Ha dei punti deboli?

Molto ha a che fare con l’assenza di Szoboszlai. Senza di lui, la nazionale ungherese perde molto sul piano creativo: Szoboszlai è il giocatore con più inventiva, l’appoggio più sicuro, che riceva dai difensori o più avanzato, per far risalire la palla e creare pericoli; in più batte molto bene i calci piazzati, una risorsa essenziale per una squadra che non avrà molte occasioni per segnare.

Il guaio per Rossi è che non può contare nemmeno sull’altra mezzala offensiva, Zsolt Kalmár. Magari senza raggiungere i livelli di Szoboszlai, anche Kalmár è capace di giocare a diverse altezze del campo e di battere bene i calci piazzati, ma si è rotto i legamenti proprio in nazionale, a fine marzo contro Andorra, e salterà quindi gli Europei.

Il rischio più grande per l’Ungheria è di essere innocua, di avere poca qualità per impensierire le rivali del girone. Di creare poco e di non poter contare su attaccanti che riescono a farselo bastare. I due titolari non hanno infatti nella freddezza in area la loro dote migliore. Szalai, il capitano e il giocatore più esperto, ha giocato poco con il Mainz nell’ultima stagione e ha segnato solo due gol tra Bundesliga e Coppa di Germania. Sallai ha fatto meglio con il Friburgo, mettendo insieme 8 gol e 3 assist in Bundesliga, ma è un’ala e in nazionale ha segnato meno di Orbán.

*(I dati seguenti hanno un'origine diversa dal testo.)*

PR #2339, opened 2019-11-11
Apply black style to Bio.SeqUtils

svalqui:

Merging this PR should be fine but these changes are a mix, as follow:

Applied black:
Bio/SeqUtils/__init__.py
Bio/SeqUtils/CheckSum.py
Bio/SeqUtils/lcc.py
Bio/SeqUtils/ProtParam.py

Partially changed, when lists have been presented one item per line, and looked long, the section has been kept the same as it was; other black changes to the rest of file have been applied manually.
Bio/SeqUtils/CodonUsage.py
Bio/SeqUtils/IsoelectricPoint.py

Rossi ha portato in gruppo anche il capocannoniere e il miglior giovane dell’ultimo campionato ungherese, János Hahn e Szabolcs Schön, ma non è detto che basti a dare una svolta. In fin dei conti nessuno dei due ha ancora esordito in nazionale.

Dove può arrivare?

Sorteggiati nel peggior gruppo possibile, lo scenario immaginato più o meno da tutti vede gli ungheresi eliminati subito nella prima fase, ultimi dietro Francia, Portogallo e Germania (non necessariamente in quest’ordine). Anche agli Europei di cinque anni fa, però, le aspettative erano basse, e invece l’Ungheria aveva raggiunto gli ottavi vincendo il proprio girone, di certo più facile rispetto a quello che affronta stavolta, ma comunque stando davanti al Portogallo che avrebbe poi vinto il titolo.

L’ultimo posto nel proprio gruppo non è insomma così ovvio, nonostante l’evidente divario con le avversarie, gli infortuni e l’assenza di Szoboszlai. Gli ungheresi sono organizzati, non perdono da nove partite e hanno vinto il proprio girone in Nations League, arrivando davanti a Russia, Serbia e Turchia e venendo promossi in prima divisione. Di certo faranno di tutto per non passare da vittime scontate del gruppo più difficile del torneo. E qualsiasi risultato ottengano al di là dell'eliminazione al primo turno sarà da considerare un successo per Rossi e i suoi giocatori.